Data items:
PR #16339, opened 2021-08-12
netdata: update to version 1.33.1

paper42:
Signed-off-by: Michal Vasilek <michal.vasilek@nic.cz>

Maintainer: @BKPepe, @diizzyy
Compile tested: armv7, Turris Omnia, 21.02
Run tested: armv7, Turris Omnia, 21.02

Description: Without patching the version, the OS version is reported instead [[1]](https://github.com/netdata/netdata/issues/11214) [[2]](https://github.com/netdata/netdata/issues/11416).
They also changed the UI, so the old patches don't apply, but they might not be necessary anymore.

old UI:
old UI

new UI:
new UI

Should I patch out the automatic update notification from the right of the top panel? (yellow icon on the left) The lightbulb icon next to that is Netdata news, I don't think it needs to be patched out.


diizzyy:
Thanks for looking into this!

That should be patched imho, discussed breifly here:
https://github.com/openwrt/packages/commit/1d532fa545eef1ebd3ebef6ab41dfd709ad991e1#commitcomment-52088675
This is what we ended up doing in FreeBSD
https://cgit.freebsd.org/ports/tree/net-mgmt/netdata/Makefile#n9 (fd15080f65fde1c484a06cbc5a13a2853639a960.patch)

What I would be a bit concerned about is the total package size due to this change of WebUI

paper42:
> That should be patched imho, discussed breifly here:
> [1d532fa#commitcomment-52088675](https://github.com/openwrt/packages/commit/1d532fa545eef1ebd3ebef6ab41dfd709ad991e1#commitcomment-52088675)

The two commits from your second comment sound fine, but let's ask @BKPepe 
https://github.com/forkbomb9/dashboard/commit/d4c1d0b2306a154b94426d0b26c33e3b2a8394f1 https://github.com/forkbomb9/dashboard/commit/dc300d1c84118f9b1c7f6b618aac35aa5a75aac4

> What I would be a bit concerned about is the total package size due to this change of WebUI

I will measure it tomorrow, but I don't think there is much we can do with it.

diizzyy:
We should also move back to using release archives by upstream

paper42:
> That should be patched imho, discussed breifly here:
> [1d532fa#commitcomment-52088675](https://github.com/openwrt/packages/commit/1d532fa545eef1ebd3ebef6ab41dfd709ad991e1#commitcomment-52088675)
> This is what we ended up doing in FreeBSD
> [cgit.freebsd.org/ports/tree/net-mgmt/netdata/Makefile#n9](https://cgit.freebsd.org/ports/tree/net-mgmt/netdata/Makefile#n9) (fd15080f65fde1c484a06cbc5a13a2853639a960.patch)

So if I understand this well, FreeBSD uses a fork of netdata/dashboard that applies the small patch mentioned before and pre-builds it, so it can be used for netdata/netdata, but that also makes the patch quite big. So I could import a big patch (probably not a good idea) or switch dashboard to the mentioned fork (which may break on the next update). I am not sure either option is ideal.

> What I would be a bit concerned about is the total package size due to this change of WebUI

It's a big size increase:
```
2261321 netdata_1.30.1
7539985 netdata_1.31.0
```

> We should also move back to using release archives by upstream

I am not sure what you mean by that, could you elaborate?

diizzyy:
The dashboard is built using npm and on top of that it's minified so it's hard to generate a patch for the included dashboard which is why it's rebuilt. Irregardless it'll break during each update but thankfully netdata isn't released very frequently. I don't see any obvious way of switching dashboard looking at https://github.com/forkbomb9/netdata/commit/fd15080f65fde1c484a06cbc5a13a2853639a960 . Unfortunately due the move of a new dashboard netdata grew a lot in size (for embedded hardware at least) which is what I suspected, you could probably slim it down bit by removing a few variants of the fonts but that's about it. It would be great if these changes were toggles but I doubt upstream have interest in "debranding" their  product.

Regarding the release archive I meant that we should use https://github.com/netdata/netdata/releases/download/v1.31.0/netdata-v1.31.0.tar.gz instead of a GitHub generated one.

Beginner-Go:
@paper42 Hi, Upstream released a new version
from: https://github.com/netdata/netdata/releases/tag/1.32.1

BKPepe:
> It's a big size increase 2261321 vs 7539985

That's not acceptable here, though. It's huge! 

> We should also move back to using release archives by upstream

I don't mind it.

___

I will look into updating netdata to the version 1.32.1 soon.

diizzyy:
Looking at development I guess there's no way around it unfortunately...

BKPepe:
@diizzyy, I agree with you. However, I think there is no good solution for everyone. In my case, I don't mind it, because most devices which I have are running on mvebu, and they have enough storage. 

I looked at recently released version 1.33.0, and they require OpenSSL and a few additional dependencies. It may be required in older releases, but the size increase is incredible.

Based on @paper42 calculations, I'm posting size for netdata 1.33.0: ``8276112``.

diizzyy:
The WebUI uses a lot and I don't mind OpenSSL dependency as it is by far the fastest SSL library.

BKPepe:
Netdata released a new version 1.33.1, where with explicitly disabled HTTPS, you don't pull OpenSSL dependency (https://github.com/netdata/netdata/issues/12056#issuecomment-1042697538)

But the size of this release is ``8301799`` with all removed patches. :-(

BKPepe (approved):

diizzyy:
Use upstream tarball and I would prefer if we could import https://github.com/forkbomb9/netdata/commit/eaaddaa3b1f4b748e2468ffd4d7afbc7cb0efe78 to avoid clutter in UI

BKPepe:
Switched to upstream releases tarball as suggested. I will take a look at the patch if it is applies and let you know about the package size.

BKPepe:
Netdata 1.33.1 size:
- Before the FreeBSD patch: 8407758
- After the FreeBSD patch: 8097939

Compile tested for Turris 1.1, powerpc8540, OpenWrt 21.02.2. I will do run testing shortly.

BKPepe:
Run tested.

diizzyy:
Go for it :)

neheb:
```
Package netdata is missing dependencies for the following libraries:
liblz4.so.1
```

BKPepe:
Thanks, I will take a look at it shortly.

paper42:
Hmm, why didn't the CI catch this?

neheb:
because liblz4 was not built with CI.

diizzyy:
"Dirty" build environment

PR #19617, opened 2022-10-17
treewide: fix procd service inactive

1715173329:
Maintainer: me
Compile tested: N/A
Run tested: NanoPi R2S

Description:
Exit directly will result procd service inactive and uci configuration changes are no longer monitored.

### DIFF
--- a/net/cloudflared/files/cloudflared.init
+++ b/net/cloudflared/files/cloudflared.init
@@ -18,7 +18,7 @@ start_service() {
 
 	local enabled
 	config_get_bool enabled "config" "enabled"
-	[ "$enabled" -eq "1" ] || exit 1
+	[ "$enabled" -eq "1" ] || return 1
 
 	procd_open_instance "$CONF"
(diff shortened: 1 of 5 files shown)


neheb:
That is…interesting. Given that AUTORELEASE doesn’t really work with treewide, I think it makes more sense to make multiple commits with each package.

wonder how many other packages are affected…

1715173329:
> That is…interesting. Given that AUTORELEASE doesn’t really work with treewide

https://github.com/openwrt/packages/actions/runs/3265617495/jobs/5368113799#step:8:54
emmm.. seems okay?

> I think it makes more sense to make multiple commits with each package.

Yes, that's what I actually did before.
But to me it's just too redundant to have multiple commits with the same description...

> wonder how many other packages are affected…

adguardhome and hs20 at least.

stangri:
> wonder how many other packages are affected…

Thanks to @1715173329 I've just fixed simple-adblock. PR pending.

PR #19642, opened 2022-10-20
frr: update to latest 8.3.1 branch

lucize:

Maintainer: me
Tested on x86-64


lucize:
Arc is failing from some time and upstream doesn't do testing on so many targets

PR #19647, opened 2022-10-20
uacme: update to 1.7.3

lucize:

Maintainer: me 
Tested x86-64


hgl:
@lucize would you consider making uacme adopt the newly acme architecture that is developed in acme-common and acme-acmesh, so acme.sh and uacme can reuse lots of common code? I designed the architecture with @tohojo. Would be happy to answer any questions you might have.

Issue #19641, opened 2022-10-20
MariaDB: Using mysql.sock causes permission denied error (with a fix)


brackenhill-mob:
Maintainer: @miska 
Environment: x86 running on Intel i3 with OpenWrt v22.03.01

Description:

Using any PHP connect call (ie WordPress or a simple test script), connections to the database fail with mysqli or pdo with the message "Permission denied"

Solution is to chmod 0777 ```/var/run/mysql``` (ie the folder holding the socket file)

I'm using nginx with uci disabled (I can't think this would make a difference but...). I've had this issue under both the release and nightly versions of OpenWrt and with different x86 hardware. My "fix" solves it every time.

Also just noticed that /init.d/mysqld sets ```rundir=/var/run/mysqld``` but the actual socket ends up in ```/var/run/mysql``` making ```/var/run/mysqld``` redundant.

miska:
Other possible solution is to make a user you are using to access the MariaDB database part of `mariadb` group. Thank you for your report, will look into that and the directories.

miska:
Hmmm, seems like run dir is never used and comment suggests that is was about socketdir, so yes, you are right, not 777, but 755, but still. Will fix that.

brackenhill-mob:
Changed my system to 755 and it works. Thanks for the quick fix in #19666

PR #19666, opened 2022-10-21
mariadb: Drop unused rundir fix socket dir perms

miska:
Maintainer: me
Compile tested: mvebu, Turris Omnia, OpenWrt 21.02
Run tested: mvebu, Turris Omnia, OpenWrt 21.02, runs, client is able to connect

Description:
We had been creating "rundir" but it was never used, probably leftover from some removed function. At the same time, we were setting quite strict rights to the socket directory (while comments sugested otherwise).

Fix for #19641

### DIFF
--- a/utils/mariadb/files/mysqld.init
+++ b/utils/mariadb/files/mysqld.init
@@ -67,7 +67,6 @@ mysqld_status() {
 start_service() {
 	conf=/etc/mysql/my.cnf
 	logdir=/var/log/mysql
-	rundir=/var/run/mysqld
 	version="$(mysqld --version | sed -n 's|.*Ver[[:blank:]]*\([0-9.]*\)-.*|\1|p')"
 
 	# Few basic checks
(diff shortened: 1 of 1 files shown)


utils/mariadb/files/mysqld.init
```diff
@@ -134,13 +133,13 @@ start_service() {
...
 	# Make sure all required directories exists and have correct rights
-	for i in "$logdir" "$rundir" "$sockdir"; do
+	for i in "$logdir" "$sockdir"; do
 		opts="-m 0750"
 		if ! [ -e "$i" ]; then
 			# $rundir needs to be accessible for
 			# clients
-			if [ "$i" = "$rundir" ]; then
-				opts=
+			if [ "$i" = "$sockdir" ]; then
```
neheb, line 141: maybe it'd be better to make it a one liner"

```
[ "$i" = "$sockdir" ] && opts="-m 0755"
```

neheb: The comment probably needs adjusting too.

miska: Done

PR #19669, opened 2022-10-22
acme: refactor

hgl:
- Move notifying logic out of acme hooks
- Prevent concurrent running of `acme get`
- Use procd instead of hotplug to reload services (leaving hotplug for user scripts only)
- Fix a bug where switching from staging to production didn't trigger the renew event

Maintainer: @tohojo

Description:

Using hotplug to reload a service can inadvertently restarting it if it was stopped, as pointed out by @ptpt52.

This PR make services use procd instead, which is how it should be properly done IMO. It also moves the actual notifying logic out of hooks, since they really shouldn't be concerned about how to actually do that.

@tohojo, if you think the design is good I will change other related services too.

### DIFF
--- a/net/acme-common/files/acme.sh
+++ b/net/acme-common/files/acme.sh
@@ -131,7 +131,6 @@ get)
 	config_load acme
 	config_foreach load_globals acme
 
-	mkdir -p /etc/ssl/acme
 	trap cleanup EXIT
 	config_foreach get_cert cert
 	;;
--- a/net/acme-common/files/acme.sh
+++ b/net/acme-common/files/acme.sh
@@ -59,6 +59,8 @@ load_options() {
 	export days
 	config_get standalone "$section" standalone 0
 	export standalone
+	config_get dns_wait "$section" dns_wait
+	export dns_wait
 
 	config_get webroot "$section" webroot
 	export webroot
--- a/net/acme-common/files/acme.sh
+++ b/net/acme-common/files/acme.sh
@@ -36,7 +36,7 @@ load_options() {
 	section=$1
 
 	# compatibility for old option name
-	config_get_bool use_staging "$section" staging
+	config_get_bool staging "$section" use_staging
 	if [ -z "$staging" ]; then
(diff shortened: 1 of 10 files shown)


net/acme-common/files/acme.sh
```diff
@@ -128,11 +134,16 @@ fi
 
 case $1 in
 get)
+	if [ -e "$run_dir"/lock ]; then
+		log err "Another ACME instance is already running."
+		exit 1
+	fi
+	touch "$run_dir/lock"
+	trap cleanup EXIT
```
tohojo, line 142: This is racy; two processes could run the check at the same time and both end up continuing. You'll have to use an atomic operation to actually create the lock; for shell scripts that's usually mkdir. See this example from sqm-scripts for how to do it right:

https://github.com/tohojo/sqm-scripts/blob/master/src/run-openwrt.sh#L80-L103

tohojo (changes requested):
General refactoring is OK by me; however, please split each change out into a separate commit, with a commit message explaining the problem it's fixing, and how it's being fixed.

Also, the locking is racy, see below...

net/acme-common/files/acme.sh
hgl: Fixed. I decided to use flock. Seems it's designed specifically for this use case.

hgl:
Updated as requested.

net/acme-common/files/acme.sh
tohojo: I'm pretty sure this doesn't work the way you think it does; how did you test it?

hgl: Sorry, I tested it in a small test script, but when tried to expand it in the real script, I got it wrong. It should be fixed.

I also fixed one more bug during testing, and took the liberty to add support for a new option. Let me know what you think.

tohojo: Yeah, that's better!

tohojo (approved):

Issue #19665, opened 2022-10-21
privoxy: incorrectly formatted entry in /etc/services


powersj:
Maintainer: none listed :(
Environment: master

Description:

In the [privoxy makefile](https://github.com/openwrt/packages/blob/f4826a0f7461b26bf6ca090dad3d7a78af6b163b/net/privoxy/Makefile#L161), it will write an incorrectly formatted entry into `/etc/services`: `privoxy    8188`. This omits the protocol. The `/etc/services` manpage does not show the protocol as optional, like aliases are. If both TCP and UDP are supported, then there should be two lines one for each protocol.

This was discovered as a part of #19663 and https://github.com/influxdata/telegraf/issues/12084. I have filed an [upstream issue](https://gitlab.com/cznic/libc/-/issues/25) with the Go library that had a panic due to this. Looking at the [git blame](https://github.com/openwrt/packages/blame/f4826a0f7461b26bf6ca090dad3d7a78af6b163b/net/privoxy/Makefile#L161), it has been like this for 7 years, but I believe the right thing to do is fix this here as well.

PR #19694, opened 2022-10-24
privoxy: correctly format /etc/services additions

powersj:
Maintainer:

Description:

This adds the missing protocol (e.g. /tcp and /udp) to the entry in /etc/services. If the entry already exists, it will add the /tcp to it. Otherwise, it will look and add the tcp and udp entries if either is missing.

fixes: #19665

Signed-off-by: Josh Powers <powersj@fastmail.com>


neheb:
that's a useless cat call.

PR #19702, opened 2022-10-25
lighttpd: backport patch to fix dummy Sec-WebSocket-Key

BKPepe:
Maintainer: @gstrauss 
Compile tested: all Turris routers
Run tested: N/A

Description:
It was requested in https://gitlab.nic.cz/turris/os/packages/-/issues/873
  - Backports: https://github.com/lighttpd/lighttpd1.4/commit/cda9b71653bb6a633957f653fa08e819b32e601e


gstrauss:
LGTM.

Sorry about the bug.  The bug was introduced in lighttpd 1.4.65 (released Jun 2022) but only recently did someone report the bug due to a strict backend framework rejecting the invalid Sec-WebSocket-Key.

gstrauss:
(FYI: I missed this yesterday: you probably should have bumped the package version number from -3 to -4)

BKPepe:
Oh! I should. I am used to that many packages are using variable ``$(AUTORELEASE)``, because these things were happening so often and this variable takes care of it.

gstrauss:
I was not aware of `$(AUTORELEASE)` and will look to use it in the future.

PR #19704, opened 2022-10-25
atlas-probe: fix SIGSEGV error on 32bit system

Ansuel:
Changes to time_t cause SIGSEGV error on 32bit system and cause ripe atlas malfunction. (registration successful but no traffic) Also introduce minor patch to fix some compilation warning.

While at it move PKG_RELEASE to AUTORELEASE macro.

---

These patch are pushed upstream and under review (https://github.com/RIPE-NCC/ripe-atlas-software-probe/issues/74 and .https://github.com/RIPE-NCC/ripe-atlas-probe-measurements/pull/11) These were tested on a mt7621 WAX202

### DIFF
--- a/net/atlas-probe/Makefile
+++ b/net/atlas-probe/Makefile
@@ -9,7 +9,7 @@ include $(TOPDIR)/rules.mk
 
 PKG_NAME:=atlas-probe
 PKG_VERSION:=2.4.1
-PKG_RELEASE:=1
+PKG_RELEASE:=$(AUTORELEASE)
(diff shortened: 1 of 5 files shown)


neheb:
*WAX202.

I tried using -Werror=format=2 to find these bad format strings, but it adds more warnings than I'd like.

Ansuel:
@BKPepe there was another fix to add for this that i forgot but i will make another pr. sorry my fault for following too much project at once.

PR #607, opened 2016-02-12
TEIID-3974 use tinyint when calling min/max on Vertica

asmigala:


shawkins:
Thanks for the fix Andrej

PR #614, opened 2016-02-18
removed version from the names of artifacts, add teiid-hibernate-dialect to the kit, and udpated cli scripts to deploy artifacts with no version

vhalbert:


shawkins:
Pulled the last commit.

**TASK GOAL**
Print, from the entries above, the line with "Looking at development", the line with "have enough storage." and all lines between them, exactly and with nothing else.

**RESPONSE AREA**
Looking at development I guess there's no way around it unfortunately...

BKPepe:
@diizzyy, I agree with you. However, I think there is no good solution for everyone. In my case, I don't mind it, because most devices which I have are running on mvebu, and they have enough storage. 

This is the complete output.